Scheduled scans for long-running repositories
Scheduled scans are the proactive half of nreactive. Where runtime monitoring reacts to errors that already fired in production, a scan reads your repository on a cadence and asks whether there's anything latent waiting to fire. This post is a practical guide to running scheduled scans on codebases that have been around for a while.
What a scan does
A scan fires on a cron-style schedule you configure per app. When it runs, it lists source files via your VCS, filters and prioritizes them, picks the top N within your plan's budget, fetches their contents, compresses them, and asks the model to produce up to five high-signal suggestions. Each suggestion comes with a verbatim before/after snippet. The patcher attempts to apply all of them to a new branch, and if at least one lands, a single PR is opened bundling the surviving changes.

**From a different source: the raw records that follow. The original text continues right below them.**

PR #1287, opened 2025-07-07
fix(valibot-validator): import valibot from jsr

BarryThePenguin:
I'd probably encourage everyone to use `@hono/standard-validator`, but this should still be useful

> I noticed that `jsr:@hono/valibot-validator` currently depends on `npm:valibot`. Would it be possible to switch the dependency to `jsr:@valibot/valibot` instead? In addition as changes of [PR 1277](https://github.com/honojs/middleware/pull/1277/files#diff-02cdcfb2199788f089f47ead4befb17cdf868b406375d9d0ac555ab5194772ef)?
>  

 _Originally posted by @imcotton in [#740](https://github.com/honojs/middleware/issues/740#issuecomment-3037495198)_

### DIFF
--- a/package.json
+++ b/package.json
@@ -16,7 +16,7 @@
     "version": "yarn version:npm && yarn version:jsr",
     "version:npm": "changeset version",
     "version:jsr": "yarn workspaces foreach --all --no-private --parallel run version:jsr",
-    "version:set": "tmp=$(mktemp) && jq --arg version $0 '.version = $version' $INIT_CWD/deno.json > $tmp && mv $tmp $INIT_CWD/deno.json",
+    "version:set": "tmp=$(mktemp) && jq --arg version $0 '.version = $version' $INIT_CWD/deno.json > $tmp && mv $tmp $INIT_CWD/deno.json && prettier --write $INIT_CWD/deno.json",
     "typecheck": "yarn tsc --build",
     "typecheck:clean": "yarn tsc --build --clean",
     "typecheck:watch": "yarn tsc --build --watch",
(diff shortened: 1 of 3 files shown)


package.json
```diff
@@ -16,7 +16,7 @@
     "version": "yarn version:npm && yarn version:jsr",
     "version:npm": "changeset version",
     "version:jsr": "yarn workspaces foreach --all --no-private --parallel run version:jsr",
-    "version:set": "tmp=$(mktemp) && jq --arg version $0 '.version = $version' $INIT_CWD/deno.json > $tmp && mv $tmp $INIT_CWD/deno.json",
+    "version:set": "tmp=$(mktemp) && jq --arg version $0 '.version = $version' $INIT_CWD/deno.json > $tmp && mv $tmp $INIT_CWD/deno.json && prettier --write $INIT_CWD/deno.json",
```
BarryThePenguin, line 19: I noticed that prettier doesn't like the output formatting of `jq`, so I've updated this to run `prettier` on the changed `deno.json`

imcotton:
Thank you for the quick follow-up fix, much appreciated!

Also, thanks for pointing out `jsr:@hono/standard-validator`. I'll definitely give it a try later. If I may make one more suggestion: it would be great if it used `jsr:@standard-schema/spec` instead of `npm:@standard-schema/spec` as it currently does in ([v0.1.2](https://jsr.io/@hono/standard-validator@0.1.2)) :eyes:.

yusukebe:
@BarryThePenguin Thanks!

PR #1289, opened 2025-07-07
test: add `config.test.dir`

BarryThePenguin:
In Vitest v4 the default exclude pattern is going to be simplified, see https://github.com/vitest-dev/vitest/pull/6287

The recommendation is to use `config.test.dir` instead, as it's faster.


yusukebe (approved):
LGTM!

yusukebe:
It was simplified. Good!

PR #1297, opened 2025-07-09
test: vitest include

BarryThePenguin:
Similar to #1289, the default exclude pattern in Vitest v4 will change, so this PR adds explicit an `test.include` configuration.

I've been working on vitest-dev/vitest-ecosystem-ci#42, which runs our tests against the Vitest `main` branch. Merging this PR means our tests should pass with the latest version of Vitest


vitest.config.ts
```diff
@@ -9,7 +9,6 @@ export default defineConfig({
         autoUpdate: true,
       },
     },
-    dir: 'src',
```
BarryThePenguin, line 12: Vitest does some `cwd` magic when running test workers, so this didn't do what I thought it would..

vitest.config.ts
```diff
@@ -9,7 +9,6 @@ export default defineConfig({
...
-    projects: ['packages/*', '!packages/bun-transpiler'],
+    projects: ['packages/*/vitest.config.ts'],
```
BarryThePenguin, line 12: Only include projects that actually specify a `vitest.config.ts`

packages/esbuild-transpiler/vitest.config.ts
```diff
@@ -0,0 +1,8 @@
+import { defineProject } from 'vitest/config'
+
+export default defineProject({
+  test: {
+    globals: true,
+    include: ['src/**/*.test.ts'],
+  },
+})
```
BarryThePenguin, line 8: This project was already included, adding `vitest.config.ts` just ensures it is still included with these changes

packages/eslint-config/package.json
```diff
@@ -29,8 +29,5 @@
     "eslint-plugin-import-x": "^4.1.1",
     "eslint-plugin-n": "^17.10.2",
     "typescript-eslint": "^8.27.0"
-  },
-  "devDependencies": {
-    "hono": "^4.8.4"
```
BarryThePenguin, line 34: A little cleanup 🧹

packages/graphql-server/vitest.config.ts
```diff
@@ -1,9 +1,9 @@
-import { defaultExclude, defineProject } from 'vitest/config'
+import { defineProject } from 'vitest/config'
 
 export default defineProject({
   test: {
-    exclude: [...defaultExclude, 'bun_test'],
```
BarryThePenguin, line 5: Using `include` removes the need for this `exclude`

BarryThePenguin (commented):
I have thought about adding a shared vitest config at some point, but I think it's better that the config for each project remains seperate for now

yusukebe (approved):
LGTM!

yusukebe:
> I've been working on vitest-dev/vitest-ecosystem-ci#42, which runs our tests against the Vitest `main` branch. Merging this PR means our tests should pass with the latest version of Vitest

Cool. That is a nice idea! 

This PR looks good to me. Merging. Thanks!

The whole pipeline is designed to produce zero PRs on a clean run. If the model finds nothing that clears its strict review bar, the scan closes with "no suggestions found" and the dashboard records the event. No noise.
Budget and scope
The scan reads at most 25 files on a Pro plan, 15 on Free. Files are capped at 60 KB each to prevent any single generated file from starving the budget. The prioritization algorithm favours API routes, pages, middleware, and services over UI components; depth and size add small penalties; files touched in the last 30 days jump to the front regardless of base weight.
Out of those 25 files, the model produces up to five suggestions. The resulting PR can touch multiple files — suggestions targeting the same file are chained through the patcher in order — but the numeric upper bound stays bounded and predictable.
Cadence options
Weekly is the default and what we recommend for most teams. A daily scan is available for Pro and makes sense on actively-developed services where you want fast feedback on new code. Less frequent than weekly probably isn't worth setting up — the overhead of context-switching into a scan PR that's been waiting two weeks is higher than the signal it adds.
Cron strings aren't exposed directly. Instead you pick a frequency (daily, weekly, off), and the scheduler picks a time-of-day that spreads load across its user base. If you need a specific hour — say, right after your weekly deploy — reach out via contact.
Adopting scans on a legacy repo
A repo with ten years of history will overwhelm a fresh scan if you let it run wide. Two tactics keep the first few runs productive:
- Aggressive deny list. Start by excluding the directories where you know AI changes would be a distraction: generated code, vendored dependencies, deprecated modules you're planning to delete. You can always loosen later.
- Lean on recency. The 30-day recency bias does a lot of work on legacy repos. A file that hasn't been touched in three years is unlikely to have a latent bug nobody cared about — and if it does, runtime monitoring will surface it.
Run the first scan, read the PR (or the "no suggestions" log), tune the deny list based on what you see, run again.
Reviewing scan PRs
Scan PRs have a slightly different rhythm from error-driven PRs. An error-driven PR has a specific failure mode it's responding to, so the review question is "does this fix the observed failure?" A scan PR is more open — the "failure" is hypothetical. The review question becomes "is this worth merging as an improvement?"
Most scan PRs we see fall cleanly into three buckets: obvious improvements (missing await, unhandled promise rejection), genuine-but-debatable improvements (a more defensive null guard on a code path that was probably fine), and false positives. Merge the first, discuss the second, close the third. Over time the second bucket shrinks as your deny list and prompt-level context improve.
Suppressing noisy categories
If the scan keeps suggesting the same unwanted class of fix — say, adding TypeScript narrowing to deliberately loose any calls — the right response is to tighten the deny list to exclude the relevant files. The scan's prompt is already strict about what counts; further hand-tuning of the prompt itself isn't exposed today.
The activity log shows which files produced which suggestions, so tracing a noisy pattern back to its source is usually a one-minute exercise.
Interaction with runtime monitoring
Scans and runtime monitoring don't step on each other. A bug that fires in production goes through the runtime path and produces an error-driven PR; the next scan is free to touch the same file but will usually not suggest the same fix because the bug is no longer visible in the source. Occasionally a scan surfaces a second-order issue adjacent to a recently-fixed bug, which is useful — the area has known fragility and a proactive look is timely.
When to turn scans off
Scans stay valuable indefinitely, but they can become low-yield if a repo enters a maintenance phase with little active development. If that's the case, drop the frequency from weekly to monthly, or turn it off until the next feature cycle. Scans are opt-in per app, so you can keep monitoring on and scans off cleanly.